L'opération est soumise à l'approbation des autorités compétentes en matière de concurrence.

De Croo en appelle à la sauvegarde de la concurrence

Dans une réaction, le ministre de l'Agenda numérique et des Télécommunications Alexander De Croo a dit souhaiter que les autorités belges et européennes de la concurrence élaborent des mesures correctrices pour préserver la concurrence.

Le ministre souligne l'importance des investissements dans les infrastructures de réseau mobiles. "Base a joué un rôle important ces dernières années en proposant des offres innovantes à bas prix et en donnant accès au marché à des acteurs virtuels, ce qui a boosté le fonctionnement du marché. Enfin, Base a commercialisé une offre triple play à un prix inférieur à la concurrence", a rappelé le ministre fédéral.

Selon lui, il revient aux autorités belges et européennes de la concurrence d'identifier "à quelles conditions de sauvegarde de la concurrence une possible vente de Base à Telenet pourra être approuvée".

Pour Alexander De Croo, un accès efficace des "autres acteurs du marché" aux autres réseaux fixes et mobiles est "crucial". Il doit permettre à des "acteurs alternatifs" de rester dans la course avec des prix concurrentiels.

Base dispose aujourd'hui dans son réseau d'un grand nombre d'opérateurs virtuels mobiles, qui s'adressent à des groupes cibles spécifiques avec des abonnements innovants à bas prix. "Ces petits acteurs virtuels doivent pouvoir continuer à jouer leur rôle de stimulant de la concurrence", souligne le ministre libéral flamand.
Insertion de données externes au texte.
PR #7, opened 2019-11-18
RTP Demo

mat-hek:


kanes115:
Can you push the history from the other repo?

mat-hek:
@kanes115 no idea how

rtp/mix.exs
```diff
@@ -0,0 +1,36 @@
...
+    ]
+  end
+
+  # Run "mix help deps" to learn about dependencies.
+  defp deps do
+    [
+      # {:dep_from_hexpm, "~> 0.3.0"},
+      # {:dep_from_git, git: "https://github.com/elixir-lang/my_dep.git", tag: "0.1.0"}
+      {:membrane_core, [env: :prod, path: "~/membrane-core", override: true]},
+      {:membrane_bin_rtp, path: "~/membrane_bin_rtp"},
```
derekclair: It seems to be exactly the right direction, and while I'd happily provide more in-depth feedback; _this_ dependency isn't published so I can't run this.

kanes115: It is going to be published along with Membrane v0.5 which is happening this week.

PR #8, opened 2019-11-19
Add bin demo as submodule

kanes115:


kanes115:
Closing due to #7 and the fact we don't want to have a separate repo for rtp demo.

PR #24, opened 2020-11-27
Change element_file -> file_plugin. Update other deps 

mickel8:


basic/mix.exs
```diff
@@ -21,19 +21,18 @@ defmodule Membrane.Demo.Basic.MixProject do
   # Run "mix help compile.app" to learn about applications.
   def application do
     [
-      extra_applications: [:logger]
+      extra_applications: []
```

Après des spéculations relayées dans la presse, le ministre a envoyé le 8 avril 2015 un courrier à l'IBPT, le régulateur belge des télécommunications, en lui demandant de se préparer à tous les scénarios de vente possibles pour pouvoir soutenir les autorités de la concurrence. Le régulateur des télécoms est le mieux placé pour estimer l'impact d'une vente sur la concurrence sur le marché et pour proposer des mesures appropriées pour garantir la concurrence.
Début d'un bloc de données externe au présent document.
PR #26, opened 2020-12-22
Basic

mat-hek:


mickel8 (commented):
I am wondering if we should split these examples into two separate elixir projects and name them `basic_pipeline` and `basic_element` or something like this. The point is that at the first glance it can be hard for newbie to see the difference between these two examples (we run them almost in the same way and they both play mp3). Also we don't write which source code corresponds to which example. This is obvious for us but I am not sure if for someone new too

mickel8 (approved):

PR #28, opened 2020-12-30
update readme

mat-hek:


mickel8 (commented):
What do you think about providing similar README for webrtc subdirectory?

mat-hek:
@mickel8 maybe let's decide when we finish other webrtc examples

mickel8 (approved):

PR #29, opened 2021-01-05
Fix hardcoded SDP offer

mickel8:


mickel8:
echo demo has been replaced by videoroom demo in #30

Le rachat de Base "renforce le duopole d'acteurs fixes qui régit le marché"

De son côté, Mobistar a estimé que la transaction annoncée lundi "renforce encore le duopole d'acteurs fixes qui régit le marché belge et devrait plus que jamais inciter les régulateurs à améliorer les conditions d'ouverture du marché du câble".
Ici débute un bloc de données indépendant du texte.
PR #30, opened 2021-01-20
Videoroom

mat-hek:


webrtc/videoroom/lib/videoroom/pipeline.ex
```diff
@@ -0,0 +1,162 @@
...
+        Enum.map_reduce(tracks_ids, state, fn track_id, state ->
+          Bunch.Access.get_updated_in(state, [:tracks, track_id], &%Track{&1 | enabled?: false})
+        end)
+
+      children =
+        tracks_ids
+        |> Enum.flat_map(&[tee: &1, fake: &1])
+        |> Enum.filter(&Map.has_key?(ctx.children, &1))
+
+      children = [endpoint: peer_pid] ++ children
```
mickel8, line 144: Why do we check if `tee` and `fake` with given `track_id` exist in `ctx.children` but we don't do the same with `{:endpoint, peer_id}`?

webrtc/videoroom/lib/videoroom/pipeline.ex
```diff
@@ -0,0 +1,162 @@
...
+
+    if endpoint == nil or endpoint.terminating? do
+      {:absent, [], state}
+    else
+      {tracks_ids, state} = pop_in(state, [:endpoints_tracks, peer_pid])
+
+      {tracks, state} =
+        Enum.map_reduce(tracks_ids, state, fn track_id, state ->
+          Bunch.Access.get_updated_in(state, [:tracks, track_id], &%Track{&1 | enabled?: false})
+        end)
```
mickel8, line 137: Couldn't we just remove these Tracks from state instead of disabling them? I think that this is a problem we were talking about i.e. inability to remove old tracks?

webrtc/videoroom/lib/videoroom/pipeline.ex
```diff
@@ -0,0 +1,162 @@
...
+        tracks_ids
+        |> Enum.flat_map(&[tee: &1, fake: &1])
+        |> Enum.filter(&Map.has_key?(ctx.children, &1))
+
+      children = [endpoint: peer_pid] ++ children
+
+      tracks_msgs =
+        flat_map_children(ctx, fn
+          {:endpoint, id} when id != peer_pid ->
+            [forward: {{:endpoint, id}, {:add_tracks, tracks}}]
```
mickel8, line 149: `:add_tracks` can be confusing here because in fact we don't add anything new. Maybe rename it to `{:restart_ice, new_tracks}` in `EndpointBin`

webrtc/videoroom/lib/videoroom/pipeline.ex
```diff
@@ -0,0 +1,162 @@
...
+  require Membrane.Logger
+
+  def start_link() do
+    Membrane.Pipeline.start_link(__MODULE__, [], name: __MODULE__)
+  end
+
+  @impl true
+  def handle_init(_opts) do
+    play(self())
+    {:ok, %{tracks: %{}, endpoints_tracks: %{}}}
```
mickel8, line 15: I am wondering about `endpoints_track_ids`. It's probably not important but while reading it's not obvious that in `endpoint_tracks` there are `ids` not `%Tracks{}`.

webrtc/videoroom/lib/videoroom/ws.ex
```diff
@@ -0,0 +1,62 @@
...
+    {:ok, state}
+  end
+
+  @impl true
+  def websocket_handle({:text, msg}, state) do
+    msg = Poison.decode!(msg)
+
+    msg =
+      case msg["event"] do
+        "start" -> {:new_peer, self()}
```
mickel8, line 26: Is it a good idea to identify peers by WS pid? On browser side we are sending `keep_alives` to keep our WS alive. Maybe it would be better to generate some id and use it instead of WS pid. In such scenario we don't have to send keep alives from browser. If WS terminates browser can create a new one and send its request using id we previously assigned to it. If this sounds better we can create issue for this.

mickel8 (changes requested):

webrtc/videoroom/lib/videoroom/pipeline.ex
mat-hek: An endpoint is spawned at the moment the peer connects, while the others on track start. We need this check because a peer can be removed before some tracks start.

webrtc/videoroom/lib/videoroom/pipeline.ex
mat-hek: Initially, I did so, and I got an error saying the order of tracks changed which is forbidden. So the tracks must stay till the end of the room.

webrtc/videoroom/lib/videoroom/ws.ex
mat-hek: Keeping websocket open is useful, for example to determine that somebody has left, and generally makes interaction with the frontend much easier. Also, that's what everyone does.

webrtc/videoroom/lib/videoroom/ws.ex
```diff
@@ -0,0 +1,62 @@
...
+  end
+
+  @impl true
+  def websocket_handle({:text, "keep_alive"}, state) do
+    {:ok, state}
+  end
+
+  @impl true
+  def websocket_handle({:text, msg}, state) do
+    msg = Poison.decode!(msg)
```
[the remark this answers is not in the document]
mat-hek: Why should we ignore any messages?

webrtc/videoroom/lib/videoroom/pipeline.ex
mat-hek: Actually, these are kind of new tracks that override the old ones. I think we can change the name though, but I think the API shouldn't expose that adding/updating tracks entails restarting ICE.

webrtc/videoroom/lib/videoroom/ws.ex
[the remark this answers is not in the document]
mickel8: I meant that this will raise if someone sends something that is not json.

mickel8 (approved):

Dans un communiqué, Mobistar constate que la Belgique sera désormais dotée de deux opérateurs convergents d'infrastructures fixes et mobiles (Proximus et Telenet/Base) et indique attendre des autorités de la concurrence que "celles-ci analysent les conséquences du rachat (de Base par Telenet, ndlr) avec rigueur dans l'intérêt des consommateurs belges, à la fois pour les services de téléphonie fixe et mobile".

Mobistar, qui est par ailleurs lié avec Telenet jusqu'en 2017 par un contrat MVNO permettant à Telenet d'utiliser le réseau mobile de Mobistar pour commercialiser ses offres "King" et "Kong", affirme que la transaction annoncée lundi "ne modifie en rien" sa stratégie et "confirme la pertinence de son ambition de devenir un opérateur convergent".

"Cette opération ouvre la voie de la consolidation du marché belge, dans laquelle Mobistar entend jouer un rôle central", conclut le groupe de télécoms.

Garanties sur l'emploi

Enfin, le syndicat chrétien d'employés LBC-NVK s'est dit "vigilant" après l'annonce du rachat de l'opérateur de téléphonie mobile. "Nous voulons des garanties claires en matière d'emploi", déclare le responsable syndical Robert Veekman.

Des conseils d'entreprises sont prévus ce lundi tant chez Base que chez Telenet. Des garanties en matière de maintien de l'emploi figureront en tête des priorités syndicales, souligne-t-on encore.